Er packte sie solchergestalt, daß es ihr heiß durch die Seele rieselte. Aber vor dem Berechnenden, das in diesem Vorgehen lag, schreckte sie doch schon im nächsten Augenblick wieder so sehr zurück, daß sie, statt beizupflichten, mit den dunklen Augen vor sich hinstarrte und – ein Zeichen innerer, starker Erregung – die Lippen fest zusammenpreßte.

»Ich wollte, jemand anders könnte ihm das sagen, es ihm vorstellen, Mutter. Ich glaube nicht, daß ich es über die Lippen bringe,« stieß sie dann hervor. »Was soll er denken! Er ist überhaupt ein starrköpfiger Mann, und auch unberechenbar. Kommt ihm etwas in den Weg, was ihm nicht paßt, wirft er alles über den Haufen. Und das ist es auch. Es ist gar nicht so leicht mit ihm zu leben. Oft ist Streit. Gewiß, Frau Appen hat meist die Schuld. Sie ist eine kalte, unwirsche Person, ich möchte auch nicht in ihrer Lage sein. Er kommandiert, und sie muß gehorchen. Und deshalb Mutter: es sieht diese Heirat wie ein Glück aus, aber ob es eins ist –?«

Wiebke schloß und holte tief Atem. Jedoch die Alte sprach nun mit nur noch beredteren Worten auf ihre Tochter ein.

Hunderte in Föhrde würden sie beneiden. Wie viele schon nach Wilhelm Lornsen die Angeln ausgeworfen hätten! Wenige Menschen besäßen ein solches Ansehen wie er. Und er möchte vielleicht streng sein, aber er verstehe seine Sachen, und sie, die Alte, sollte meinen, er würde Wiebke auf Händen tragen, wenn sie es nur richtig anzufangen wisse. Sie habe doch die große Bildung. In den ersten Häusern hätte sie sich bewegt; daß sie im Laden stehe, darüber wunderten sich alle. Es sei gar kein Platz für sie. Gewiß, alle wüßten, es sei in der Not gewesen, und keiner könne das mehr anerkennen als sie selbst, ihre Mutter, aber erst neulich wieder, als der alte Kammerherr von Pork eine Hausdame gesucht hätte, wäre von ihr die Rede gewesen.
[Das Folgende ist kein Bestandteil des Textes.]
PR #5052, opened 2017-06-29
Use jQuery v3 as default

### LINKED ISSUE #5012: Javascript Errors
I can't seem to get the included javascript file to run without any errors. Basically, it seems like jquery UI dialog isn't loaded before dialog.

```
Uncaught TypeError: $.widget is not a function
    at dialog.self-8b9019c….js?body=1:46
    at dialog.self-8b9019c….js?body=1:42
    at dialog.self-8b9019c….js?body=1:44

Uncaught TypeError: Cannot read property 'mouse' of undefined
    at sortable.self-e213a88….js?body=1:37
    at sortable.self-e213a88….js?body=1:33
    at sortable.self-e213a88….js?body=1:35

Uncaught TypeError: $.widget is not a function
    at tabs.self-3c3b343….js?body=1:39
    at tabs.self-3c3b343….js?body=1:35
    at tabs.self-3c3b343….js?body=1:37
```

I tried to resolve this by updating the jquery_ui file (https://github.com/activeadmin/activeadmin/blob/master/app/assets/javascripts/active_admin/jquery_ui.js.erb) by placing widget above dialog, but this just resulted in `base is not a constructor`error.

Have you seen anything like this? I am not sure what is unique about my environment that it's messing with the JS loading. 

Relevant gems:

```
gem "rails", "~> 5.0.0"
gem 'jquery-rails'                                                                                                                                              
gem 'jquery-ui-rails', '~> 6.0.1'
```

*/assets/javascripts/active_admin.js.coffee*:
```#= require active_admin/base```

### LINKED ISSUE #5047: Upgrade default to jQuery v3
We are still running the admin on jQuery v1 so lets upgrade to v3 and see what happens.

### PR DESCRIPTION
**Pull request by javierjulio**
Going to let tests run to see how things work.

Fixes #5047 
Fixes #5012

### CODE REVIEW

**Comment by javierjulio** [comment]
As far as the test failures, its happening just with batch actions but the [error is in jQuery UI](https://github.com/jquery/jquery/issues/3181) so it affects any widget. Its not going to [work with jQuery 3 unless you include the jQuery migrate plugin](https://github.com/jquery/jquery/issues/3181#issuecomment-226997483). We can fix this a few ways:

* use jQuery v3 and include the jQuery migrate plugin in our repo and require in `base.js.coffee`
* use jQuery v2 instead

There are production builds of the jQuery migrate plugin so keep in mind that option isn't abnormal and if anything common. Let me know what you think.

I'd very much like want to drop jQuery UI to begin with and use smaller component focused libraries so this ideally will be solved that way but we can still upgrade jQuery in the meantime. Dropping jQuery UI would be a much bigger change and we are looking into that in #5048.

**Comment by javierjulio** [comment]
@deivid-rodriguez @Fivell I'm wondering if its just better to hold off on upgrading jQuery (although its just fine with this or jQuery v2) and just tackle this as part of AA v2 where one objective is to remove jQuery UI and thus we can safely upgrade to jQuery v3?

**Comment by deivid-rodriguez** [comment]
I had a quick look at this. The incompatibility you linked to is with `jquery-ui 1.11`, but it shouldn't happen with `1.12` (which is shipped with `jquery-ui-rails 6.0`). The problem is that our tests are using `jquery-ui-rails 5.0`, that's why they failed. We currently support both versions though, so it doesn't really fix anything, just explains the failures.

I think an "intermediate solution" as a middle step towards removing the `jquery-ui` dependency would be to vendor it (just what we are using). That way we can drop the dependency from the gemspec, and we don't need to handle compatibility with [multiple incompatible versions](https://github.com/activeadmin/activeadmin/blob/5b8ded8bcc1cd3ed09ea5c10fc992e47614d4bd1/app/assets/javascripts/active_admin/jquery_ui.js.erb). And we are more aware of what we need to reimplement or replace somehow.

**Comment by javierjulio** [comment]
@deivid-rodriguez great! I'll give that a shot. Essentially same thing as here but instead of vendoring the migrate plugin we should just include the files directly that we are using from jQuery UI (jquery-ui-rails v6).

**Comment by deivid-rodriguez** [comment]
Exactly, and we no longer need the compatibility tricks nor the gemspec dependency.

**Comment by javierjulio** [comment]
@deivid-rodriguez the trade off is that we will have to add a lot of files to the vendor directory for jQuery UI. Each of the files we require in jquery_ui.js.erb in turn require a lot more files (e.g. dialog has 13 other dependent files). You ok with that?

**Comment by deivid-rodriguez** [comment]
I'm fine with it. @varyonic?

**Comment by javierjulio** [comment]
When you see the amount of JS files added don’t freak out. The dialog.js has the most amount of dependencies by far! Its dependencies have other dependencies too that aren't used elsewhere. 😱 Biggest win we’ll be first removing dialog usage. The harder part though will be finding a suitable sortable JS solution.

**Comment by javierjulio** [comment]
For the jQuery UI files in the vendor directory, I used code from the latest stable tagged release of jquery-ui-rails which is v6.0.1. I've tried it locally and it works great. Since I'm using the same files from the gem, all the requires work fine since its no different then from using the gem. With this approach we can kill off components as we replace them. The biggest win should be replacing the dialog component since that had the most dependencies (its deps also had several one off deps) across the board.

**Comment by deivid-rodriguez** [comment]
Do calendars, for example, still display ok? In other words, do we need to vendor some css here as well?

**Comment by javierjulio** [comment]
@deivid-rodriguez oddly enough no because we weren't even requiring their CSS to begin with. 😳🤣 I double checked the jquery-ui-rails docs and it states we'd have to [require their styles](https://github.com/jquery-ui-rails/jquery-ui-rails#require-everything) for it to work. It makes sense since I remember when working on #3862, for example, that the date picker styles were included directly (customized) rather than importing from jquery-ui-rails. 

I've done testing with the updated test app template and it works just fine. The dragging and sorting for "has many" forms works great, preserves updated order. The date picker works too. Everything should appear the same as before on master since again no CSS was imported from the jquery-ui-rails gems.

**Comment by deivid-rodriguez** [comment]
Nice, that's what I wanted to know :)

One last super tiny thing. I grepped for `jquery-ui` and found one leftover documentation reference to the gem.

```
lib/active_admin/dependency.rb
41:    # ActiveAdmin::Dependency['jquery-ui-rails'] < 5
```

We could replace that with `jquery-rails` which we still depend on.

javierjulio:
Yes I noticed that too but didn't change because it was a helpful example with dashes. I forgot though that jquery-rails fits that. I'll do the update now.

deivid-rodriguez:
Approved. I would wait for confirmation from @varyonic. Just because it's ugly to commit 11K lines and then revert it :laughing: .

javierjulio:
@deivid-rodriguez ok cool. @varyonic we are in agreement with this approach. Let us know if you have concerns and we will help address them. This ideally is better than the migrate plugin approach since the real issue is that we were allowing multiple versions of jquery-ui through the gem. Also we don't want to force a gem version as we want to make it painless for users to update to v1.1. With this PR nothing changes for them and they get the benefit of the latest jQuery and jQuery UI. Further this allows us to replace each jQuery UI component with our own and we can get a good comparison at how much we are saving in bloat.

javierjulio:
@deivid-rodriguez confirmed in Slack that @varyonic still approves. Any other concerns before I merge this? I'm under the impression we get this out for v1.1.

deivid-rodriguez:
Nope, no concerns! Hit the button!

Wenn die Frauenzimmer aus dem Hause kommen würden, – die alte Frau Lornsen müsse auch das Feld räumen – dann würde sie sicher glücklich werden.

»Liebe? Ach, Kind!« schloß sie. »Chlaub man, die verfließt snell. Was zu essen haben, was hinter sich bringen, ein büschen Rolle spielen in der Welt, das ist auch was. Und wie ich mir freuen werde, wenn du Frau Lornsen wirst, das kann ich dir nicht sagen. Lästig werde ich euch nicht fallen! Da bist du sicher vor, mein Kind, wenn ich man mein elendes Dasein etwas verbessern tun kann –« nun drängten sich Tränen über die abgehärmten Backen – »dann ist alles chut.

»Ja, meine Wiebke, tu es man! Du schiebst mir einen sweren Stein vom Herzen. Ich kann nicht mehr, die Kräfte wollen nicht. Mit ein Büschen bin ich zufrieden. Aber von nichts kann der Mensch nicht leben –«

»Und wenn er ›nein‹ sagt?« fiel Wiebke ein.

»Ich glaube nicht, daß er seiner Mutter bloß befehlen kann! Frau Appen, ja, der vielleicht! Aber sicher ist es auch nicht. Und dann ist noch der Justizrat Timm Lornsen da. Das ist ein Böser. Und die Frau! Mich überläuft schon eine Gänsehaut, wenn sie mit ihrem Hochmut daherschreitet.«

»Vergiß nicht, Mutter, daß die Bucht und die Mühle noch der Alten gehören.«

»Ja, deshalb mußt du dir 'was festmachen lassen. Wart, Kind, ich weiß 'was: sag ihm, er soll mit mir sprechen. Ich will ihm schon alles beibringen.«

»Und wenn er dann stutzig wird und sich zurückzieht? Freilich, ich –«

»Was sollt' er wohl, Kind, verliebte Männer sind wie die Raubtiere. Sie chehen sogar in die Fangeisen, und nicht jeder kann sich das Bein abbeißen, um wieder herauszukommen.

»Ich seh' dir schon in deinen eignen Fuhrwerk und wie sie alle sich herandrängen und vor dir dienern tun!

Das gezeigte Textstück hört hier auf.